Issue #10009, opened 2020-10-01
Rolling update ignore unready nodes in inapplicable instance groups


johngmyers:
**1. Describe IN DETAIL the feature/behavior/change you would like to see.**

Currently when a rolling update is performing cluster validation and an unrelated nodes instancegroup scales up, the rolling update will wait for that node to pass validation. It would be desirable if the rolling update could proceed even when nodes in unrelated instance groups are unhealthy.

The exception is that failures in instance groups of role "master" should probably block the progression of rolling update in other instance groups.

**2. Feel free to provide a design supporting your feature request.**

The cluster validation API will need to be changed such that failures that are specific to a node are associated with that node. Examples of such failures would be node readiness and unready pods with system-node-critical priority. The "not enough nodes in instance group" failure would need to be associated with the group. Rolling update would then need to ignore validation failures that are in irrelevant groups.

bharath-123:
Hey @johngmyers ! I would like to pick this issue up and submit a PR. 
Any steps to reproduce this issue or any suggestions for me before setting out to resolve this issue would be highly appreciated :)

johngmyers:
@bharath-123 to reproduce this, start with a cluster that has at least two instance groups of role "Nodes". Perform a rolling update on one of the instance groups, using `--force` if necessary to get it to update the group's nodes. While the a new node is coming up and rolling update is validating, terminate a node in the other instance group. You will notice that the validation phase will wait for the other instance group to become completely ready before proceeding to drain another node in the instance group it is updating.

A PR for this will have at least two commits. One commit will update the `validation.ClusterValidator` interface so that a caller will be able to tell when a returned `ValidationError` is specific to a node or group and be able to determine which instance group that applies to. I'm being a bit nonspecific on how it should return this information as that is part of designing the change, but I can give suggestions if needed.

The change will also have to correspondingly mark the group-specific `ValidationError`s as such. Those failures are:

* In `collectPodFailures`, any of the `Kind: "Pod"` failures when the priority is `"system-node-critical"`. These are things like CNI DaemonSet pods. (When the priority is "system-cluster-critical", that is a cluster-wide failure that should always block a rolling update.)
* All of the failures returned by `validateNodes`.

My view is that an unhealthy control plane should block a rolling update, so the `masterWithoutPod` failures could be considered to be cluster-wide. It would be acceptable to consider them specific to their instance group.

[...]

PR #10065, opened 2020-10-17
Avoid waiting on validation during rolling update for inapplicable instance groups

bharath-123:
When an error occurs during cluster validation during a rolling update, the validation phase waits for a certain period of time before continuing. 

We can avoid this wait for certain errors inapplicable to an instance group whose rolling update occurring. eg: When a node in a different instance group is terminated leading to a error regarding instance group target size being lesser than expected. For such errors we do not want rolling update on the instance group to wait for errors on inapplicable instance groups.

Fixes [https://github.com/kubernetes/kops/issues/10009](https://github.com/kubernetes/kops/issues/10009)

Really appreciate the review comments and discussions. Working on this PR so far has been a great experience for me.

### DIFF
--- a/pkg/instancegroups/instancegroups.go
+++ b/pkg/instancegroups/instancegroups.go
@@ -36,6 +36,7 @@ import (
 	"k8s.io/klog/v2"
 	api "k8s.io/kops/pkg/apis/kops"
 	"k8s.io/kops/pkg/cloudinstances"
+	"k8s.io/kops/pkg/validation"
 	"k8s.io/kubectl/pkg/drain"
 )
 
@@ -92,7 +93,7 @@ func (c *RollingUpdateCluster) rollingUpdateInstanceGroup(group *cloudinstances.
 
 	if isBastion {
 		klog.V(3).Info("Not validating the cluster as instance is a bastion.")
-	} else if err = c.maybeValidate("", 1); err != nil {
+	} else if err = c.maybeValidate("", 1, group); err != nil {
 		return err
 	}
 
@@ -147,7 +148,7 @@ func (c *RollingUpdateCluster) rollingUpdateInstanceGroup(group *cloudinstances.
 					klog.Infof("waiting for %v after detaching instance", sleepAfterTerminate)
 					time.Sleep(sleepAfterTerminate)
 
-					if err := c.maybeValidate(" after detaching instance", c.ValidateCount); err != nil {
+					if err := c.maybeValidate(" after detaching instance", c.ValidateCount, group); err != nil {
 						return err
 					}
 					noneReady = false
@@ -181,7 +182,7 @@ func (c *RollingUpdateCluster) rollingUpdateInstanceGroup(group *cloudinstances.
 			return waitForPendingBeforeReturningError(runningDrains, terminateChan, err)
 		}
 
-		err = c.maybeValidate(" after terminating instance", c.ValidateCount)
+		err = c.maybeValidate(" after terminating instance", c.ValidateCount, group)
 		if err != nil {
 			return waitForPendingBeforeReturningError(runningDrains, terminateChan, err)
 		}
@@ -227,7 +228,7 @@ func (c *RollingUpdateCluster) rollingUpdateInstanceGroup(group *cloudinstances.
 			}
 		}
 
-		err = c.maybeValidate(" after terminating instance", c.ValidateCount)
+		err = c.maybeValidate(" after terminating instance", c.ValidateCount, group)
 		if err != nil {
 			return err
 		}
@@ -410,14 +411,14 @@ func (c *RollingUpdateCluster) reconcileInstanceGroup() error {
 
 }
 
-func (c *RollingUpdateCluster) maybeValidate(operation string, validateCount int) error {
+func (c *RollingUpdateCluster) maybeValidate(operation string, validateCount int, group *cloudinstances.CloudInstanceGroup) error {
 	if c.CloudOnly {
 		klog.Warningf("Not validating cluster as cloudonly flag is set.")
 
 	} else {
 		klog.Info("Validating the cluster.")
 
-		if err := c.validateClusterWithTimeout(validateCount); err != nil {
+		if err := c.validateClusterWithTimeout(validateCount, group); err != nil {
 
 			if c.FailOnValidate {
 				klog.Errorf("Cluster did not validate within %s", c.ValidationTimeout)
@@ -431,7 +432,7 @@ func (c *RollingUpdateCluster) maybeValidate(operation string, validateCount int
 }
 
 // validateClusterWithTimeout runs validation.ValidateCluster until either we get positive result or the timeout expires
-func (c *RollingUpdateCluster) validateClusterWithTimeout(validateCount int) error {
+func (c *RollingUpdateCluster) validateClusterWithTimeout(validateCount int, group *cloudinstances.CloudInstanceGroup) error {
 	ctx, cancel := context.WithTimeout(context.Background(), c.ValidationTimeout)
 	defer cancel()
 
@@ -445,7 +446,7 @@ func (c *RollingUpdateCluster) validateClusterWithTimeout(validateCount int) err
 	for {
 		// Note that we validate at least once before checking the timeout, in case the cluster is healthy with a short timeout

_Task instructions:_ Set each line down exactly, starting with the one that contains "validateClusterWithTimeout(validateCount int, group" and ending with the last line of the listing; add nothing else.

_Answer space:_
+func (c *RollingUpdateCluster) validateClusterWithTimeout(validateCount int, group *cloudinstances.CloudInstanceGroup) error {
 	ctx, cancel := context.WithTimeout(context.Background(), c.ValidationTimeout)
 	defer cancel()
 
@@ -445,7 +446,7 @@ func (c *RollingUpdateCluster) validateClusterWithTimeout(validateCount int) err
 	for {
 		// Note that we validate at least once before checking the timeout, in case the cluster is healthy with a short timeout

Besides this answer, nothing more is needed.